On the brink of a period of decisive intergenerational challenge, this government chooses to listen to and hold its closest reserve for pollsters and spin doctors. Since it assumed power in 2007, home affordability and real household wealth have declined. The average monthly repayments on new home loans have skyrocketed from $1,194 in the John Howard years to $2,074 today. The average proportion of family income devoted to new home loan repayments has leapt from 27.8 per cent under the previous coalition government to 34.4 per cent with Labor. As we approach the combined headwinds of an ageing population, climate change and a post-mining-boom economy, this government's hands are nowhere near the wheel. Debt is wallowing at more than $200 billion. The interest repayments alone are $7 billion a year—that is the interest before the principal. The locals in my community expect—surely not unreasonably—that their government should take pressure off family budgets, that their government will fuel the economy and grow job opportunities and that their government will value their money and live within its means, all the while prioritising the delivery of better services and better infrastructure. But instead Labor still believes that it can both tax and subsidise a nation into prosperity—so obviously a flawed formula lacking the element of incentive in each instance.
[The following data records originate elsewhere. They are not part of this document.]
PR #860, opened 2020-05-27
Fix incorrect path while upward to root disk

hez2010:
Fix incorrect path while upward to root disk

### DIFF
--- a/Files/Views/InstanceTabsView.xaml.cs
+++ b/Files/Views/InstanceTabsView.xaml.cs
@@ -278,7 +278,7 @@ namespace Files
                         if (!remDriveNames.Contains(NormalizePath(currentPathForTabIcon)))
                         {
                             fontIconSource.Glyph = "\xEDA2";
-                            tabLocationHeader = NormalizePath(currentPathForTabIcon);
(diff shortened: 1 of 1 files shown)


tsvietOK:
@hez2010 Can you, please, specify repro steps, when i can get incorrect path while upward to root disk

xPoppyx:
Captura de pantalla (212)

tsvietOK:
This changes fixes a bug, but i think it is better to move it to NormalizePath method like
```csharp
public static string NormalizePath(string path)
        {
            if (path.StartsWith("\\\\"))
            {
                return path.TrimEnd(Path.DirectorySeparatorChar, Path.AltDirectorySeparatorChar).ToUpperInvariant();
            }
            else
            {
                if (!path.EndsWith(Path.DirectorySeparatorChar))
                {
                    path += Path.DirectorySeparatorChar;
                }

                return Path.GetFullPath(new Uri(path).LocalPath)
                .TrimEnd(Path.DirectorySeparatorChar, Path.AltDirectorySeparatorChar)
                .ToUpperInvariant();
            }
        }
```

hez2010:
@tsvietOK 
> This changes fixes a bug, but i think it is better to move it to NormalizePath method like

Done

PR #872, opened 2020-05-27
ToolTip added for selection and layout mode button

xPoppyx:
- Selection options
- Layout mode

**I'm not sure if they are the correct names for these buttons, let me know if it's ok**

### DIFF
--- a/Files/Strings/en-US/Resources.resw
+++ b/Files/Strings/en-US/Resources.resw
@@ -630,7 +630,7 @@
   <data name="StatusBarControlLayoutMode.ToolTipService.ToolTip" xml:space="preserve">
     <value>Layout mode</value>
   </data>
-  <data name="SelectionOptionsButton.ToolTipService.ToolTip" xml:space="preserve">
+  <data name="StatusBarControlSelectionOptions.ToolTipService.ToolTip" xml:space="preserve">
     <value>Selection options</value>
   </data>
 </root>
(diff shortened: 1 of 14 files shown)


Files/Strings/en-US/Resources.resw
```diff
@@ -627,4 +627,10 @@
   <data name="FolderNotFoundDialog.Title" xml:space="preserve">
     <value>Did you delete this folder?</value>
   </data>
+  <data name="LayoutModeButton.ToolTipService.ToolTip" xml:space="preserve">
```
yaichenbaum, line 630:
```suggestion
  <data name="StatusBarControlLayoutMode.ToolTipService.ToolTip" xml:space="preserve">
```

Files/Strings/en-US/Resources.resw
```diff
@@ -627,4 +627,10 @@
...
+    <value>Layout mode</value>
+  </data>
+  <data name="SelectionOptionsButton.ToolTipService.ToolTip" xml:space="preserve">
```
yaichenbaum, line 633:
```suggestion
  <data name="StatusBarControlSelectionOptions.ToolTipService.ToolTip" xml:space="preserve">
```

Files/UserControls/StatusBarControl.xaml
```diff
@@ -24,6 +24,7 @@
             HorizontalAlignment="Right"
             Orientation="Horizontal">
             <Button
+                x:Uid="SelectionOptionsButton"
```
yaichenbaum, line 27: It looks like this has the wrong name for the string.

Files/UserControls/StatusBarControl.xaml
```diff
@@ -58,6 +60,7 @@
             </Button>
 
             <Button
+                x:Uid="LayoutmodeButton"
```
yaichenbaum, line 63: It looks like this has the wrong name for the string.

PR #902, opened 2020-06-04
Added option to open a specific page on startup

yaichenbaum:


xPoppyx:
is it ok without a tooltip for the button?

yaichenbaum:
@xPoppyx That is something we would like to add, for the time being we want to get this out since the first official preview is launching next week.

Issue #1769, opened 2020-08-20
Improve performance


cristiangerardo:
Very good UI, but the performance is very bad. When accessing any folder, the system takes a long time to read and display the results.
In addition, the properties of disks such as folders or files are very basic.

yaichenbaum:
@cristiangerardo Can you provide information about the number of items in the location, the drive type, and how long it takes to load the items? It would also be helpful if you shared how the speeds compare to File Explorer.

perplexityjeff:
I continue to monitor the project with great interest but this is a lot of the reason that I am not using it as my daily driver as well. For example I use Tablacus now and it speed is amazing but the UI is outdated. 

Specs:
I have a 256 Samsung 8XX Pro SSD with 16GB RAM and a Ryzen 5.

jakoss:
I'm prety sure that native file explorer does some heavy indexing/caching internally, that's why it's so fast. I'm not sure how files are doing that now, but i think that caching paths in some super-fast embedded database (for example LMDB is extremly fast - https://github.com/kwaclaw/KdSoft.Lmdb). I'd love to take a shot at this, but a newborn baby limits my time a little bit. I'll keep that in mind and if nobody will take this - i might later on

yaichenbaum:
@jakoss The latest update should improve the performance, but if you have idea's to improve it further, feel free to take a look when you get a chance 😃

jakoss:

As I related in my maiden speech in this place, it is the Liberal side of politics that is the side of opportunity. We are the party based on encouragement rather than subsidy and a hand-up instead of a handout. These philosophical beliefs are at the core of why we will always fight for lower taxes, smaller and more efficient government and the individual's right to choose. A new coalition government will pay down Labor's debt, restore fiscal discipline and return the budget to a sustainable surplus. The coalition will put an end to wasteful spending programs and will cut the cost of red tape for business by $1 billion every year. The carbon tax will be abolished, and a coalition government will rebuild a powerhouse economy through lower taxes, more efficient government and productive business. It will create one million jobs within five years and two million jobs across the next decade. At a watershed time—a time of significant geopolitical and demographic change—it will end the spin and restore hope, reward and opportunity for all Australians.